"I'm not here to blame Mathew Tait for the defeat against Wales," said Andy Robinson, the England coach, a few seconds after naming his team to play France in this week's Sabbath offering from the Six Nations Championship - a team in which the teenage centre from Newcastle was nowhere to be seen, either in the starting line-up or on the bench.
Since the rest of a three-quarter line that threatened virtually nothing and achieved even less in Cardiff survived the cut, it was not easy to take Robinson at his word.
Good enough for England one week, but not good enough the next? As Robinson acknowledged, test rugby is an unforgiving place.
"I'm disappointed for Mathew; we all are," he said. "But I don't see him as a 19-year-old, I see him as a rugby player. And like all rugby players, he'll have his good times and his bad times.
"We sat down together and talked it through. He will remain with the squad and will be involved in this tournament as it unfolds.
"For this game, we feel we need a slightly different approach and have picked the side accordingly. It's where we are as a team."
Suitably enough, this different approach has another centre at its centre: Olly Barkley of Bath, who very nearly dug England out of the hole into which they disappeared at the Millennium Stadium by putting boot to ball in the time-honoured fashion.
He should have taken the field from the start, of course, and if Robinson did not exactly admit to botching his midfield selection last week, he did not defend his decision either.
If Tait is unfortunate to lose his place to club colleague Jamie Noon, who shifts from second five-eighth to centre to accommodate Barkley, this midfield unit still looks more potent for the selectors' tinkering.
During the second half of Sir Clive Woodward's long tenure as head coach, "red rose" followers became accustomed to certainty.
Richard Hill, Neil Back and Lawrence Dallaglio were always in the back row; the Martin Johnsons and Jonny Wilkinsons and Will Greenwoods were stone-cold picks.
Suddenly, there is a greater sense of continuity about the Tory leadership.
Robinson made seven changes, two of them positional, to his starting XV and a further four to his bench - a fallout of precisely 50 per cent, which is quite something in this day and age.
Away from the midfield, there is a first start for 22-year-old Leicester halfback Harry Ellis, who has dumped the infinitely more experienced Matt Dawson among the substitutes, and a promotion for the World Cup-winning prop from Gloucester, Phil Vickery, who replaces the stricken Julian White, whose neck injury may threaten his participation against Ireland in Dublin this month.
And the back row?
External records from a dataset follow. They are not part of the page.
PR #2877, opened 2023-09-05
Refactor MoveOnGlobe and introduce stability improvements

raybjork:
This PR is largely a refactor coming on the heels of the recent changes made in RSDK-4388.  As a part of this refactor all channels now have only one reader and writer, which makes it easier to test and verify that it does not have race conditions.

The structure of this new version is as follows: 
      - moveRequests are a subset of the motion service containing everything needed to plan and execute from an API call and are created once and last the duration of the move call
      - moveAttempts last the lifetime of a plan and are responsible for managing all the threads that are created during the call. 
      - replanners is a new abstraction to encapsulate things that can result in a replan
      - MoveOnGlobe now polls all replanner chans and if a replan is requested, cancels the active motionAttempt and creates a new one to act on.


utils/channel.go
```diff
@@ -0,0 +1,8 @@
+package utils
+
+// FlushChan is a function that takes a generic chanel and completely empties it
+func FlushChan[T any](c chan T) {
+	for i := 0; i < len(c); i++ {
```
biotinker, line 5: What happens when something writes to `c` between the `len` and the cessation of the loop?

raybjork: I think theres a better way to write this.  I will try again

raybjork: I think what I have now works

nfranczak (commented):
looks great, just two nits
will take a more thorough look as well.

services/motion/builtin/replanner.go
```diff
@@ -0,0 +1,39 @@
...
+	ticker := time.NewTicker(r.period)
+	defer ticker.Stop()
+	for {
+		// this ensures that if the context is cancelled we always return early at the top of the loop
+		if err := ctx.Err(); err != nil {
+			return
+		}
+
+		select {
+		case <-ctx.Done():
```
nfranczak, line 29: this seems redundant, in my understanding 
```
if ctx.Err() != nil {
    return 
}
```
is the same check

services/motion/builtin/replanner.go
```diff
@@ -0,0 +1,39 @@
...
+)
+
+type replanResponse struct {
+	err    error
+	replan bool
+}
+
+type replanner struct {
+	period       time.Duration
+	fn           func(ctx context.Context) replanResponse
```
nfranczak, line 15: [q] in my understanding `replanner.fn()` is what will execute position polling, and obstacle detection.
I believe that to accomplish position polling we need the movementsensor.
With the way this is setup, how will we have access to that?

A similar question exists for how we will get the needed information to execute obstacle detection

nfranczak (commented):
just a question about how obstacle detection and position polling will work with this set-up

services/motion/builtin/replanner.go
nfranczak: spoke offline - answer is we can define the variables above and use them

services/motion/builtin/moveRequest.go
```diff
@@ -0,0 +1,202 @@
...
+		},
+		position: &replanner{
+			period:       time.Duration(1000/motionCfg.PositionPollingFreqHz) * time.Millisecond,
+			responseChan: make(chan replanResponse),
+			fn: func(ctx context.Context) replanResponse {
+				return replanResponse{}
+			},
+		},
+		obstacle: &replanner{
+			period:       time.Duration(1000/motionCfg.PositionPollingFreqHz) * time.Millisecond,
```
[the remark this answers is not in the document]
raybjork: good catch

services/motion/builtin/replanner.go
```diff
@@ -0,0 +1,39 @@
...
+	responseChan chan replanResponse
+}
+
+func (r *replanner) startPolling(ctx context.Context) {
+	ticker := time.NewTicker(r.period)
+	defer ticker.Stop()
+	for {
+		// this ensures that if the context is cancelled we always return early at the top of the loop
+		if err := ctx.Err(); err != nil {
```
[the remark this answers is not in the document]
raybjork: nice

services/motion/builtin/replanner.go
raybjork: The above check is necessary too 
> this ensures that if the context is cancelled we always return early at the top of the loop
The select statement is nondeterministic in what it chooses so if at the start of the loop multiple cases are true there is no telling what will happen.  We want to catch the case where it is cancelled both before and during the blocking call

services/motion/builtin/moveRequest.go
```diff
@@ -0,0 +1,203 @@
...
+				return moveResponse{err: err}
+			}
+
+			for i := 1; i < len(waypoints); i++ {
+				select {
+				case <-ctx.Done():
+					return moveResponse{}
+				default:
+					ms.logger.Info(waypoints[i])
+					if err := kb.GoToInputs(ctx, waypoints[i]); err != nil {
```
nfranczak, line 155: [major q]: should we decrement the plan if we successfully reached `waypoints[i]`?
I am open to NOT decrementing the plan, but I think it is vital that we know where in the plan we are.

services/motion/builtin/moveRequest.go
```diff
@@ -0,0 +1,203 @@
...
+
+			// the plan has been fully executed so check to see if the GeoPoint we are at is close enough to the goal.
+			position, _, err := movementSensor.Position(ctx, nil)
+			if err != nil {
+				return moveResponse{err: err}
+			}
+			if spatialmath.GeoPointToPose(position, destination).Point().Norm() <= motionCfg.PlanDeviationMM {
+				return moveResponse{success: true}
+			}
+			return moveResponse{err: errors.New("reached end of plan but not at goal")}
```
nfranczak, line 173: [nit/q] why not log this and replan?

services/motion/builtin/moveRequest.go
```diff
@@ -0,0 +1,203 @@
...
+			responseChan: make(chan replanResponse),
+			fn: func(ctx context.Context) replanResponse {
+				return replanResponse{}
+			},
+		},
+		obstacle: &replanner{
+			period:       time.Duration(1000/motionCfg.ObstaclePollingFreqHz) * time.Millisecond,
+			responseChan: make(chan replanResponse),
+			fn: func(ctx context.Context) replanResponse {
+				return replanResponse{replan: true}
```
nfranczak, line 186: [q]: does this default to true for testing purposes?

services/motion/builtin/moveAttempt.go
```diff
@@ -0,0 +1,71 @@
...
+	goutils.ManagedGo(func() {
+		if resp := ma.request.execute(ma.ctx, plan); resp.success || resp.err != nil {
+			ma.responseChan <- resp
+		}
+	}, ma.backgroundWorkers.Done)
+}
+
+func (ma *moveAttempt) cancel() {
+	ma.cancelFn()
+	utils.FlushChan(ma.request.position.responseChan)
```
nfranczak, line 67: [q]: could we pre-pend `go` to each of the FlushChan lines

services/motion/builtin/replanner.go
nfranczak, line 15: [ utlra opt] rename `fn` to `pollingFn` or something a little more description.

services/motion/builtin/moveRequest.go
```diff
@@ -0,0 +1,203 @@
...
+	if extra != nil {
+		if profile, ok := extra["motion_profile"]; ok {
+			motionProfile, ok := profile.(string)
+			if !ok {
+				return nil, errors.New("could not interpret motion_profile field as string")
+			}
+			kinematicsOptions.PositionOnlyMode = motionProfile == motionplan.PositionOnlyMotionProfile
+		}
+	}
+	ms.logger.Debugf("base limits: %v", limits)
```
nfranczak, line 97: [opt/nit]: can you please move this log to be right below where limits is constructed?

services/motion/builtin/moveRequest.go
```diff
@@ -0,0 +1,203 @@
...
+	"go.viam.com/rdk/components/base/kinematicbase"
+	"go.viam.com/rdk/components/movementsensor"
+	"go.viam.com/rdk/motionplan"
+	"go.viam.com/rdk/referenceframe"
+	"go.viam.com/rdk/resource"
+	"go.viam.com/rdk/services/motion"
+	"go.viam.com/rdk/spatialmath"
+)
+
+type moveRequest struct {
```
nfranczak, line 22: [nit] add comment for this

services/motion/builtin/moveAttempt.go
```diff
@@ -0,0 +1,71 @@
...
+
+	"go.viam.com/rdk/utils"
+)
+
+type moveResponse struct {
+	err     error
+	success bool
+}
+
+type moveAttempt struct {
```
nfranczak, line 17: [nit]: add comment for this struct

services/motion/builtin/moveRequest.go
nfranczak, line 155: [q] how do we catch non-nil error when we cancelled the context due to replan?

raybjork: yeah this is something I need to think about more.  Either way, this refactor wasn't intending to address this, so I think I want to get this in and fix this in a future update

services/motion/builtin/moveRequest.go
raybjork: I think its easier to consider this an error for now.  In practice this really shouldn't happen

services/motion/builtin/moveRequest.go
raybjork: Yeah this was just for testing.  i shouldn't be issuing a replan though

services/motion/builtin/moveAttempt.go
raybjork: This function is not being added to goutils which is a different repo.  I could see the argument for adding it there but I dont think its obviously the right place for it to live

services/motion/builtin/moveRequest.go
raybjork: I need to add that thanks

services/motion/builtin/moveRequest.go
```diff
@@ -176,6 +177,10 @@ func (ms *builtIn) newMoveOnGlobeRequest(
 						if stopErr := kb.Stop(ctx, nil); stopErr != nil {
 							return moveResponse{err: errors.Wrap(err, stopErr.Error())}
 						}
+						// If the error was simply a cancellation of context return without erroring out
```
nfranczak, line 180: [q]: shouldn't this be inside the err != nil conditional? this way we know which type of moveresponse to return

services/motion/builtin/builtin.go
```diff
@@ -286,302 +284,54 @@ func (ms *builtIn) MoveOnGlobe(
...
-		if err := ctx.Err(); err != nil {
+		ma := newMoveAttempt(ctx, moveRequest)
+		ma.start()
+
+		// this ensures that if the context is cancelled we always return early at the top of the loop
+		if ctx.Err() != nil {
+			ma.cancel()
 			return false, err
 		}
+
```
nicksanford, line 303: 1. I think this should be moved to the top of the loop
2. I don't think this is going to return the error from the context.
```suggestion
// this ensures that if the context is cancelled we always return early at the top of the loop
		if err := ctx.Err(); err != nil {
			ma.cancel()
			return false, err
		}
		ma := newMoveAttempt(ctx, moveRequest)
		ma.start()
```

services/motion/builtin/moveRequest.go
```diff
@@ -0,0 +1,212 @@
...
+
+	gif := referenceframe.NewGeometriesInFrame(referenceframe.World, geoms)
+	worldState, err := referenceframe.NewWorldState([]*referenceframe.GeometriesInFrame{gif}, nil)
+	if err != nil {
+		return nil, err
+	}
+
+	// construct limits
+	straightlineDistance := goal.Point().Norm()
+	if straightlineDistance > maxTravelDistance {
```
nicksanford, line 98: Could we please give `straightlineDistance` & `maxTravelDistance` units? maybe `straightlineDistanceMM` and `maxTravelDistanceMM`

services/motion/builtin/moveRequest.go
```diff
@@ -0,0 +1,212 @@
...
+		return nil, fmt.Errorf("cannot move more than %d kilometers", int(maxTravelDistance*1e-6))
```
nicksanford, line 99: could we please make a convenience function to convert from MM to KM as I imagine we will be doing it a lot?

services/motion/builtin/moveRequest.go
```diff
@@ -0,0 +1,212 @@
...
+	}
+	limits := []referenceframe.Limit{
+		{Min: -straightlineDistance * 3, Max: straightlineDistance * 3},
+		{Min: -straightlineDistance * 3, Max: straightlineDistance * 3},
+		{Min: -2 * math.Pi, Max: 2 * math.Pi},
```
nicksanford, line 104: It's not obvious to me what this is doing.

services/motion/builtin/moveRequest.go
```diff
@@ -0,0 +1,212 @@
...
+	}
+	kinematicsOptions.GoalRadiusMM = motionCfg.PlanDeviationMM
+	kinematicsOptions.HeadingThresholdDegrees = 8
+
+	// build the localizer from the movement sensor
+	movementSensor, ok := ms.movementSensors[movementSensorName]
+	if !ok {
+		return nil, resource.DependencyNotFoundError(movementSensorName)
+	}
+	origin, _, err := movementSensor.Position(ctx, nil)
```
nicksanford, line 71: Do we need to do any checking to confirm that the movement sensor supports the `Position` method?

services/motion/builtin/moveRequest.go
```diff
@@ -0,0 +1,212 @@
...
+		kinematicsOptions.LinearVelocityMMPerSec = motionCfg.LinearMPerSec * 1000
+	}
+	if motionCfg.AngularDegsPerSec != 0 {
+		kinematicsOptions.AngularVelocityDegsPerSec = motionCfg.AngularDegsPerSec
+	}
+	if motionCfg.PlanDeviationMM != 0 {
+		kinematicsOptions.PlanDeviationThresholdMM = motionCfg.PlanDeviationMM
+	}
+	kinematicsOptions.GoalRadiusMM = motionCfg.PlanDeviationMM
+	kinematicsOptions.HeadingThresholdDegrees = 8
```
nicksanford, line 64: Given this is a magic number could we please create a package level constant to hold this 8 & reference it here is it is obvious this is hardcoded?

services/motion/builtin/moveRequest.go
```diff
@@ -0,0 +1,212 @@
...
+	if err != nil {
+		return nil, err
+	}
+
+	// add an offset between the movement sensor and the base if it is applicable
+	baseOrigin := referenceframe.NewPoseInFrame(componentName.ShortName(), spatialmath.NewZeroPose())
+	movementSensorToBase, err := ms.fsService.TransformPose(ctx, baseOrigin, movementSensor.Name().ShortName(), nil)
+	if err != nil {
+		movementSensorToBase = baseOrigin
+	}
```
nicksanford, line 81: Could we add a comment that this assumes that the movement sensor is at the center of the base if the movement sensor is not able to be looked up by the frame system?

services/motion/builtin/moveRequest.go
raybjork: Nope, because it always will by virtue of it being on the API.  It will at worst throw an unimplemented error

services/motion/builtin/moveRequest.go
raybjork: Not going to do this one right now.  We don't do this anywhere else and I don't think a function that multiplies by 1e-6 is useful

services/motion/builtin/moveRequest.go
raybjork: https://viam.atlassian.net/browse/RSDK-4832

services/motion/builtin/moveRequest.go
raybjork: Added

services/motion/builtin/moveRequest.go
nicksanford: talked. I now understand that limits are the same as degrees of freedom

services/motion/builtin/move_attempt.go
```diff
@@ -0,0 +1,81 @@
...
+	cancelCtx, cancelFn := context.WithCancel(ctx)
+	var backgroundWorkers sync.WaitGroup
+
+	return &moveAttempt{
+		ctx:               cancelCtx,
+		cancelFn:          cancelFn,
+		backgroundWorkers: &backgroundWorkers,
+
+		request:      request,
+		responseChan: make(chan moveResponse, 1),
```
nicksanford, line 41: why is this buffered?

services/motion/builtin/move_attempt.go
```diff
@@ -0,0 +1,81 @@
...
+	}
+}
+
+// start begins a new moveAttempt by using its moveRequest to create a plan, spawn relevant replanners, and finally execute the motion.
+// the caller of this function should monitor the moveAttempt's responseChan as well as the replanners' responseChan to get insight
+// into the status of the moveAttempt.
+func (ma *moveAttempt) start() {
+	plan, err := ma.request.plan(ma.ctx)
+	if err != nil {
+		ma.responseChan <- moveResponse{err: err}
```
nicksanford, line 51: do we want to return if this happens? Otherwise, we will be polling for replanning when we never actually started executing a valid plan.

services/motion/builtin/builtin.go
```diff
@@ -286,302 +284,51 @@ func (ms *builtIn) MoveOnGlobe(
...
-				if stopErr := kinematicBase.Stop(ctx, nil); stopErr != nil {
-					return errors.Wrap(err, stopErr.Error())
-				}
-				return err
+		// if the obstacle poller hit an error return it, otherwise replan
+		case resp := <-moveRequest.obstacle.responseChan:
+			ms.logger.Debugf("obstacle response: %#v", resp)
+			ma.cancel()
+			if resp.err != nil {
+				return false, err
```
nicksanford, line 328: do we want to return `resp.err` rather than `err` here?

services/motion/builtin/builtin.go
```diff
@@ -286,302 +284,51 @@ func (ms *builtIn) MoveOnGlobe(
...
+			ms.logger.Debugf("execution complete: %#v", resp)
+			ma.cancel()
+			return resp.success, resp.err
+
+		// if the position poller hit an error return it, otherwise replan
+		case resp := <-moveRequest.position.responseChan:
+			ms.logger.Debugf("position response: %#v", resp)
+			ma.cancel()
+			if resp.err != nil {
 				return false, err
```
nicksanford, line 320: do we want to return `resp.err` rather than `err` here?

services/motion/builtin/move_request.go
```diff
@@ -0,0 +1,179 @@
...
+	actuator           kinematicbase.KinematicBase
+	execute            func(context.Context, motionplan.Plan) moveResponse
+	position, obstacle *replanner
+}
+
+// plan creates a plan using the currentInputs of the robot and the moveRequest's planRequest.
+func (mr *moveRequest) plan(ctx context.Context) (motionplan.Plan, error) {
+	inputs, err := mr.actuator.CurrentInputs(ctx)
+	if err != nil {
+		return make(motionplan.Plan, 0), err
```
nicksanford, line 33: should this just return `return nil, err` given we don't expect the caller to use the plan if an error is returned?

services/motion/builtin/move_request.go
```diff
@@ -0,0 +1,179 @@
...
+	}
+	// TODO: this is really hacky and we should figure out a better place to store this information
+	if len(mr.actuator.Kinematics().DoF()) == 2 {
+		inputs = inputs[:2]
+	}
+	mr.planRequest.StartConfiguration = map[string][]referenceframe.Input{mr.actuator.Kinematics().Name(): inputs}
+	return motionplan.PlanMotion(ctx, mr.planRequest)
+}
+
+func
```
nicksanford, line 43: why is this here?

services/motion/builtin/builtin_test.go
```diff
@@ -544,17 +543,17 @@ func TestMoveOnGlobe(t *testing.T) {
...
 			dst,
-			injectedMovementSensor,
+			injectedMovementSensor.Name(),
 			[]*spatialmath.GeoObstacle{},
 			&motion.MotionConfiguration{PositionPollingFreqHz: 4, ObstaclePollingFreqHz: 1, PlanDeviationMM: epsilonMM},
 			motionCfg,
 		)
 		test.That(t, err, test.ShouldBeNil)
-		plan, err := motionplan.PlanMotion(ctx, planRequest)
+		plan, err := moveRequest.plan(context.Background())
```
nicksanford, line 556: why do we need to change the context here & elsewhere in this test?

utils/channel.go
nicksanford: good catch

services/motion/builtin/moveRequest.go
```diff
@@ -0,0 +1,212 @@
...
+}
+
+// newMoveOnGlobeRequest instantiates a moveRequest intended to be used in the context of a MoveOnGlobe call.
+func (ms *builtIn) newMoveOnGlobeRequest(
+	ctx context.Context,
+	componentName resource.Name,
+	destination *geo.Point,
+	movementSensorName resource.Name,
+	obstacles []*spatialmath.GeoObstacle,
+	motionCfg *motion.MotionConfiguration,
```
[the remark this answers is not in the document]
raybjork: I don't think we need to check this since we ensure it isn't upstream and it isn't otherwise publicly accessible

services/motion/builtin/move_request.go
```diff
@@ -0,0 +1,179 @@
...
+			Logger:             ms.logger,
+			Goal:               referenceframe.NewPoseInFrame(referenceframe.World, goal),
+			Frame:              offsetFrame,
+			FrameSystem:        fs,
+			StartConfiguration: referenceframe.StartPositions(fs),
+			WorldState:         worldState,
+			Options:            extra,
+		},
+		actuator: kb,
+		execute:
```
nfranczak, line 165: where do we define how execute works?
i think this is missing

nfranczak (changes requested):
missing how we define `execute`, i.e. how we execute the plan, catch cancelled context in there...

services/motion/builtin/moveRequest.go
```diff
@@ -0,0 +1,212 @@
...
+		return nil, fmt.Errorf("cannot move component of type %T because it is not a Base", baseComponent)
+	}
+
+	kb, err := kinematicbase.WrapWithKinematics(ctx, b, ms.logger, localizer, limits, kinematicsOptions)
+	if err != nil {
+		return nil, err
+	}
+
+	// create a new empty framesystem which we add the kinematic base to
+	fs := referenceframe.NewEmptyFrameSystem("")
```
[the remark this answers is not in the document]
raybjork: Honestly frame systems should never have a name in general, they are never used and this is an artifact of many year old code

services/motion/builtin/moveRequest.go
```diff
@@ -0,0 +1,212 @@
...
+		},
+		actuator: kb,
+		execute: func(ctx context.Context, plan motionplan.Plan) moveResponse {
+			waypoints, err := plan.GetFrameSteps(kb.Name().Name)
+			if err != nil {
+				return moveResponse{err: err}
+			}
+
+			// Iterate through the list of waypoints and issue a command to move to each
+			for i := 1; i < len(waypoints); i++ {
```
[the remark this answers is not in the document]
raybjork: The first point is the origin

services/motion/builtin/moveRequest.go
```diff
@@ -0,0 +1,212 @@
...
+					return moveResponse{}
+				default:
+					ms.logger.Info(waypoints[i])
+					if err := kb.GoToInputs(ctx, waypoints[i]); err != nil {
+						// If there is an error on GoToInputs, stop the component if possible before returning the error
+						if stopErr := kb.Stop(ctx, nil); stopErr != nil {
+							return moveResponse{err: errors.Wrap(err, stopErr.Error())}
+						}
+						// If the error was simply a cancellation of context return without erroring out
+						if errors.Is(err, context.Canceled) {
```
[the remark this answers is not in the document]
raybjork: We call the Stop command directly above

services/motion/builtin/move_attempt.go
raybjork: I think if the first plan errors nothing will ever read from the channel as it tries to write the error

services/motion/builtin/move_attempt.go
raybjork: That sounds good

services/motion/builtin/move_request.go
raybjork: Yeah idk why I ever did this

services/motion/builtin/move_attempt.go
nicksanford: but flushing the channel should fix that problem. Once tests pass, could we make it unbuffered & confirm that still works?

services/motion/builtin/move_request.go
raybjork: oops

services/motion/builtin/move_attempt.go
raybjork: Spoke offline and going to return an error in the start function

services/motion/builtin/move_request.go
```diff
@@ -0,0 +1,217 @@
...
+	waypoints, err := plan.GetFrameSteps(mr.kinematicBase.Kinematics().Name())
+	if err != nil {
+		return moveResponse{err: err}
+	}
+
+	// Iterate through the list of waypoints and issue a command to move to each
+	for i := 1; i < len(waypoints); i++ {
+		select {
+		case <-ctx.Done():
+			return moveResponse{}
```
nicksanford, line 54: I think this needs to return `return moveResponse{err: ctx.Err()}` b/c otherwise MoveOnGlobe behaves differently durring context cancellation depending on whether this select statement detected the context was cancelled or [this](https://github.com/viamrobotics/rdk/pull/2877/files#diff-01573c2337c9ee8bafdab389eacebcbd7c16692bd71bec1208ead3665f40920fR318) one did.

services/motion/builtin/move_request.go
```diff
@@ -0,0 +1,217 @@
...
+		default:
+			mr.planRequest.Logger.Info(waypoints[i])
+			if err := mr.kinematicBase.GoToInputs(ctx, waypoints[i]); err != nil {
+				// If there is an error on GoToInputs, stop the component if possible before returning the error
+				if stopErr := mr.kinematicBase.Stop(ctx, nil); stopErr != nil {
+					return moveResponse{err: errors.Wrap(err, stopErr.Error())}
+				}
+				// If the error was simply a cancellation of context return without erroring out
+				if errors.Is(err, context.Canceled) {
+					return moveResponse{}
```
nicksanford, line 64: same thing here, I think this needs to `return moveResponse{err: ctx.Err()}` otherwise the return is nondeterministic when the context is cancelled

nicksanford (approved):
LGTM Thanks for the awesome refactor!

nfranczak (approved):
https://www.youtube.com/watch?v=IzGseIU1bg0

biotinker (approved):
LGTM. Nice work on this, this will be nice to have.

Major surgery. Joe Worsley of Wasps is the only survivor from the unit badly outplayed by the Welsh, moving from No 8 to the blindside flank in place of Chris Jones. Lewis Moody has elbowed Andy Hazell out of the breakaway position, while Martin Corry returns to the middle of the formation to play his first game since dislocating an elbow during a Premiership match last month.
Ellis deserves his opportunity, and should add some zest to the England mix provided he does not allow his opponent, Dimitri Yachvili of Biarritz, to lead him astray, as he did during a recent Heineken Cup match.
"That's in the past," Ellis said of his violent excesses that day.
"Yachvili is an unpredictable player and I'll have to be a little cleverer in the way I handle him. I won't change the way I play, though, because it's got me where I am now.
"How long have I been waiting for this? Pretty much all my life."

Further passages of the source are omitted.